На Ричарде, в самом деле, не было ничего ценного, за исключением перчаток, которые сшила для него Альенора. Он заткнул перчатки за простой кожаный ремень, который опоясывал заурядную куртку. Но и перчатки уже порядком поизносились: сафьян изрядно потерся, некоторые жемчужины потерялись, и вместо них лохматились обрывки ниток. Как ей было известно, Ричард во время официального присвоения ему титула герцога Аквитанского и графа де Пуатье, получил в подарок от отца роскошный пояс, свитый из золотых колец и украшенный через равные промежутки очень дорогими рубинами и сапфирами. И вот, сидя рядом с Ричардом и накладывая себе в тарелку первое блюдо, Альенора тихо проговорила:
— Ты должен отдать мне в починку свои перчатки: некоторые жемчужины оторвались и утерялись. А где твой красивый пояс? Отцу не понравится, что ты подпоясался простым ремнем. Выглядит словно отрезанный от сбруи.
— Дорогая мама, — рассмеялся Ричард, — вы нисколько не изменились! Постоянно пытаетесь заставить меня соревноваться с Иоанном. Разве его великолепного вида не хватит на двоих? Что же касается отцовского пояса, то я его продал.
— Ричард, ты напрасно это сделал! Какой изумительный был пояс! Отец непременно рассердится.
— Он рассвирепеет еще больше, если узнает, что на вырученные деньги я одел в стальные доспехи шесть отличных воинов и приобрел с дюжину превосходных лошадей. Да и к чему мне столь затейливо украшенный пояс?
— Но ведь это был подарок… — начала было Альенора.
Ричард взглянул на нее, и его ясные голубые глаза сузились.

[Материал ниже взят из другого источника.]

PR #430, opened 2026-08-19
[#376] fix: clear stale FailedNodes entry in node reconciler after successful evaluation

### LINKED ISSUE #376: [BUG] NodeReconciler permanently leaks transient errors into Status.FailedNodes

tejassinghbhati:
## Summary

`processNodeAgainstAllRules` permanently re-asserts a stale `Status.FailedNodes` entry for a node on every reconcile, even after `evaluateRuleForNode` succeeds, until the rule is manually edited.

This is the unfixed mirror of the fix that landed for `processAllNodesForRule` — that fix only touched `nodereadinessrule_controller.go`. The node reconciler path in `node_controller.go` was never updated with the equivalent clearing logic.

## Root cause

The status patch loop rebuilds `FailedNodes` in two passes. Pass 1 correctly drops this node's current entry from the API server's state. Pass 2 unconditionally re-appends whatever the **cached** `rule.Status.FailedNodes` holds for the node — regardless of whether the evaluation just succeeded. Because a successful evaluation never clears the cached copy's `FailedNodes` field, pass 2 actively re-asserts the stale entry on every node reconcile.

## Fix

Gate pass 2 on `evalErr != nil`, matching the `else` branch already present in `processAllNodesForRule`:

```go
// Re-add this node's failure entry only when evaluation just
// failed. On success we leave it absent so that a stale error
// recorded by a previous transient failure is cleared.
if evalErr != nil {
    for _, failure := range rule.Status.FailedNodes {
        if failure.NodeName == node.Name {
            updatedFailedNodes = append(updatedFailedNodes, failure)
            break
        }
    }
}
```

## Testing

Added a regression test in `node_controller_test.go` using a fake client with `WithStatusSubresource`:

1. Seed a `FailedNodes` entry for the node to simulate a prior transient error.
2. Run `processNodeAgainstAllRules` with the node satisfying all conditions (evaluation succeeds).
3. Assert the stale `FailedNodes` entry is absent from the patched rule status.

`go build ./...` passes cleanly. The controller test suite requires `envtest` binaries (etcd / kube-apiserver) which are unavailable locally on Windows; CI runs on `ubuntu-latest` where they are present.

## Related Issue

Fixes kubernetes-sigs/node-readiness-controller#376

## Type of Change

/kind bug

## Checklist
- [x] `make test` passes (CI; envtest not available locally on Windows)
- [x] `go build ./...` passes

```release-note
NONE
```

### DIFF
--- a/internal/controller/node_controller.go
+++ b/internal/controller/node_controller.go
@@ -152,12 +152,13 @@ func (r *RuleReadinessController) processNodeAgainstAllRules(ctx context.Context
 			"rule", rule.Name,
 			"ruleResourceVersion", rule.ResourceVersion)
 
-		if err := r.evaluateRuleForNode(ctx, rule, node); err != nil {
-			log.Error(err, "Failed to evaluate rule for node",
+		evalErr := r.evaluateRuleForNode(ctx, rule, node)
+		if evalErr != nil {
+			log.Error(evalErr, "Failed to evaluate rule for node",
 				"node", node.Name, "rule", rule.Name)
 			// Continue with other rules even if one fails
-			r.recordNodeFailure(rule, node.Name, "EvaluationError", err.Error())
-			errs = append(errs, err)
+			r.recordNodeFailure(rule, node.Name, "EvaluationError", evalErr.Error())
+			errs = append(errs, evalErr)
 			metrics.Failures.WithLabelValues(rule.Name, string(metrics.FailureReasonEvaluationError)).Inc()
 		}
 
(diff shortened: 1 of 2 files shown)


ajaysundark:
Duplicate Of #381 

/close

— Когда я кому-нибудь что-то дарю, а это, признаюсь, случается очень редко, я сразу же отказываюсь от всяких прав на вещь. Получивший подарок может поступать с ним, как ему заблагорассудится, и может отдать или, если охота, бросить в ближайший пруд. А с отцом беда вот в чем. Он щедрый человек. Может подарить вам еще до завтрака знатный титул, обширные земли, город или замок, половину королевства, а потом за обедом спросить, как вы распорядились подарком, и визжать подобно ошпаренной свинье, если ваш ответ придется ему не по вкусу… Но я уже говорил об этом раньше. Он нанес мне поражение, хитростью захватил вас и бросил в Винчестерскую тюрьму, и только потому, что я послал своих лучших воинов помочь брату Генриху. В следующий раз… — Лицо Ричарда потемнело. — Мне кажется, он понимает, что встретил во мне достойного противника. Отсюда и эта семейная встреча. Плата за мир со мной — ваша свобода. Я дал ясно это понять.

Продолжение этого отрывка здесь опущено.